Problem details: Look through the entries below and return all lines including the word "allow".
(Data supplied)
PR #448, opened 2021-06-30
Chained SGX function calls

csegarragonz:
This PR provides support for function chaining in SGX.

Given the way we are planning on doing attestation, the only chaining supported is "chain by name", where a user chains two registered functions (`userA/funcA -> userA/funcB`).

The alternative "chain by pointer" nesting model could be problematic with enclaves.

### DIFF
--- a/src/sgx/faasm_sgx_enclave.edl
+++ b/src/sgx/faasm_sgx_enclave.edl
@@ -21,47 +21,151 @@ enclave{
 #endif
 
     trusted{
-        public faasm_sgx_status_t faasm_sgx_enclave_unload_module(uint32_t thread_id);
-        public faasm_sgx_status_t faasm_sgx_enclave_call_function(uint32_t thread_id, uint32_t func_id);
+        public faasm_sgx_status_t faasm_sgx_enclave_unload_module(
+            uint32_t thread_id
+        );
+
+        public faasm_sgx_status_t faasm_sgx_enclave_call_function(
+            uint32_t thread_id
+        );
+
 #if(FAASM_SGX_ATTESTATION)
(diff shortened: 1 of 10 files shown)


src/sgx/faasm_sgx_enclave.edl
```diff
@@ -21,47 +21,151 @@ enclave{
 #endif
```
csegarragonz, line 21: This file was horrible to read before, and doesn't get formatted, so manually formatted it myself. I also add comments in the relevant parts that have changed in this PR.

src/sgx/faasm_sgx_enclave.edl
```diff
@@ -21,47 +21,151 @@ enclave{
...
 
     trusted{
-        public faasm_sgx_status_t faasm_sgx_enclave_unload_module(uint32_t thread_id);
-        public faasm_sgx_status_t faasm_sgx_enclave_call_function(uint32_t thread_id, uint32_t func_id);
+        public faasm_sgx_status_t faasm_sgx_enclave_unload_module(
+            uint32_t thread_id
+        );
+
+        public faasm_sgx_status_t faasm_sgx_enclave_call_function(
+            uint32_t thread_id
```
csegarragonz, line 29: No function pointer here.

src/sgx/faasm_sgx_enclave.edl
```diff
@@ -21,47 +21,151 @@ enclave{
...
+        void ocall_faasm_write_output(
+            [in, size=output_size]  uint8_t* output,
+                                    unsigned int output_size
+        );
+
+        unsigned int ocall_faasm_chain_name(
+            [in, string]            const char* name,
+            [in, size=input_size]   uint8_t* input,
+                                    long input_size
+        ) allow(faasm_sgx_enclave_load_module);
```
csegarragonz, line 153: If an `ecall` is to be called from an `ocall` (like loading a module when chaining a function), we need to add it in this `allow()` list.

Shillaker (approved):
This looks great, nice job doing the tidying of the `.edl` file too.

csegarragonz:
CC @dgoltzsche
(End Data supplied)
Response to the task:
+        ) allow(faasm_sgx_enclave_load_module);
csegarragonz, line 153: If an `ecall` is to be called from an `ocall` (like loading a module when chaining a function), we need to add it in this `allow()` list.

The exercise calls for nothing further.